Give back only the lines in the records below from the one with "### LINKED ISSUE" to the one with "This was found", both inclusive, word for word.

Collected data:
"""

PR #536, opened 2016-03-21
Adding custom UpdateBuildValues target

AndyGerlicher:
- This is in BuildTools > 206, which causes many build issues. We will
   need to revert this change when we're able to take the new package.
 - I need this change because the GitPushRemote variable was added.


rainersigwald:
:+1:

PR #1274, opened 2016-10-27
Fix unhandled exception when killing processes on non-Windows

### LINKED ISSUE #1269: Cancelling builds on non-Windows can cause an unhandled exception
We are currently killing processes as part of a build cancellation but on non-Windows we are attempting to read the ExitCode before the process exists which can cause an unhandled exception:

`System.InvalidOperationException: Process must exit before requested information can be determined.`

This was found in the `CancelledBuildWithDelay40` test.

Also, the test `CancelledBuildInTaskHostWithDelay40` should be disabled on non-Windows

jeffkl:
Also change ObjectModelHelpers.SleepCommand() to use a TimeSpan and different commands.

Disable CancelledBuildInTaskHostWithDelay20 and CancelledBuildInTaskHostWithDelay40 for scenarios where there is no task host support

Closes #1269

### DIFF
--- a/src/Shared/UnitTests/ObjectModelHelpers.cs
+++ b/src/Shared/UnitTests/ObjectModelHelpers.cs
@@ -1445,32 +1445,15 @@ namespace Microsoft.Build.UnitTests
         }
 
         /// <summary>
-        /// Command you can pass to Exec to sleep for rough number of milliseconds.
-        /// @for /l %i in (1,1,X) do "@dir %windir% > nul"
-        /// sleeps for X/100 seconds, roughly
-        /// This works around not having sleep.exe on the path.
+        /// Gets a command that can be used by an Exec task to sleep for the specified amount of time.
         /// </summary>
-        internal static string SleepCommandInMilliseconds(int milliseconds)
+        /// <param name="timeSpan">A <see cref="TimeSpan"/> representing the amount of time to sleep.</param>
+        internal static string GetSleepCommand(TimeSpan timeSpan)
         {
             return
-                string.Format(
-                    NativeMethodsShared.IsWindows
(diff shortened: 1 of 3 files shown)


src/Shared/UnitTests/ObjectModelHelpers.cs
```diff
@@ -1445,32 +1445,15 @@ internal static void ClearDirtyFlag(ProjectRootElement project)
...
-        /// sleeps for X/100 seconds, roughly
-        /// This works around not having sleep.exe on the path.
-        /// </summary>
-        /// <param name="seconds"></param>
-        /// <returns></returns>
-        internal static string SleepCommand(int seconds)
-        {
-            return SleepCommandInMilliseconds(seconds * 1000);
+                NativeMethodsShared.IsWindows
+                ? $"@powershell -command &quot;Start-Sleep -Milliseconds {(int)timeSpan.TotalMilliseconds}&quot; &gt;nul"
```
rainersigwald: What happened to `ping`?

(this should be fine, just different from what we chatted about)

jeffkl: It fell apart when one of the tests specified the sleep time in milliseconds and the resulting command was:
`ping 127.0.0.1 -n 0`

Which resulted in ping returning a non-zero exit code and failing the test.  Then I realized that the time had to be compatible with fractions of a second so I found this PowerShell command for Windows and realized that `sleep` on Linux and OS X accepts a fraction.

I also tried out making the tests only pass seconds but I was afraid I was going to cause more damage than good.

rainersigwald: Makes sense, and works for me. If we start running tests on nano server or whatever we can deal with it then.

PR #1278, opened 2016-10-27
Avoid x-targeting perf impact on vcxproj

rainersigwald:
Targeted mitigation for #1276.

VC++ noticed a dramatic regression in solution-load performance related to
the time cost of ResolveProjectReferences. That affects all projects, but
we can safely assume that a .vcxproj is NOT using cross-targeting, while
it's impossible to detect from the outside whether a .csproj is.

This commit avoids the regression for C++ projects by just not calling the
MSBuild task again for .vcxproj references.

/cc @nguerrera @olgaark @srivatsn

### DIFF
--- a/src/XMakeTasks/Microsoft.Common.CurrentVersion.targets
+++ b/src/XMakeTasks/Microsoft.Common.CurrentVersion.targets
@@ -1504,14 +1504,19 @@ Copyright (C) Microsoft Corporation. All rights reserved.
 
     ======================================================================================
   -->
-  <Target Name="_GetProjectReferenceTargetFrameworkProperties" Outputs="%(_MSBuildProjectReferenceExistent.Identity)">
+  <Target Name="_GetProjectReferenceTargetFrameworkProperties"
+          Outputs="%(_MSBuildProjectReferenceExistent.Identity)">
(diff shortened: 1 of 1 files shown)


nguerrera:
Was about to say looks good then saw the error is related to your change:
```
error MSB4116: The condition "'%(_MSBuildProjectReferenceExistent.Extension)' != '.vcxproj'" on the "_GetProjectReferenceTargetFrameworkProperties" target has a reference to item metadata. References to item metadata are not allowed in target conditions unless they are part of an item transform. 
```

rainersigwald:
Someday I will either internalize that restriction or remove it! Looking.

olgaark:
Looks good to me too. Thanks!

rainersigwald:
I am confirming that a) this doesn't break cross-targeting for .csproj, and b) it does reduce time for .vcxproj.

rainersigwald:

"""

- Worked solution
### LINKED ISSUE #1269: Cancelling builds on non-Windows can cause an unhandled exception
We are currently killing processes as part of a build cancellation but on non-Windows we are attempting to read the ExitCode before the process exists which can cause an unhandled exception:

`System.InvalidOperationException: Process must exit before requested information can be determined.`

This was found in the `CancelledBuildWithDelay40` test.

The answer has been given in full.